Euro zone members will definitely be picking up the voices coming from Slovakia that are speculating about a plan B, should the euro currency get into real trouble.
Speaker of parliament and head of coalition party SaS, Richard Sulik, wrote in daily Hospodarske Noviny that it was about time Slovakia “stopped blindly trusting the talk of eurozone decision-makers and draw up a plan B”. Sulik also wrote: “As we are too small a country to influence the action of the European Union, we must at least protect the values that the people living in Slovakia have created, and are creating”.
Sulik then took swipes at the euro and eurozone rules, saying they were not applied equally to everyone. He also felt that pulling countries out of debt using the EFSF was irresponsible, arguing that it was possible to save Greece and Ireland in this way, even Portugal, but that “trying to rescue Spain would be playing hazard with the euro”. He pointed also to Italy, which has half as much debt again as Greece, Ireland, Portugal and Spain combined!

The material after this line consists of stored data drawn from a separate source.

PR #1408, opened 2024-08-06
Publish an implementation metadata file suitable for use by json-schema.org

### LINKED ISSUE #1312: Publish a JSON File with all the implementations details suitable for consumption by json-schema.org

adwait-godbole:
Fixes #1312 

@Julian can you review this one so that we can get this file available to @benjagm ASAP. Also earlier you had told me to remove the `.json` extension from the file, are you still ok with that ? Removing that extension directly downloads the file onto your desktop rather than opening on the Bowtie website.

----
📚 Documentation preview 📚: https://bowtie-json-schema--1408.org.readthedocs.build/en/1408/


adwait-godbole:
Also @benjagm what all keys do you expect to be included in this API corresponding to an implementation?

Julian:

Even finance minister Ivan Miklos, when asked whether the return of the Slovak koruna was feasible, admitted that this was a possibility, but he also says that keeping the euro alive and strong in circulation is paramount. Although saying it is important to be ready for any scenario, Miklos feels it is not the time for speculations. He said the euro could be saved without a special mechanism if everyone just stuck to the rules.
Prime Minister Iveta Radicova said it is not appropriate or necessary to prepare a plan B to the euro just now.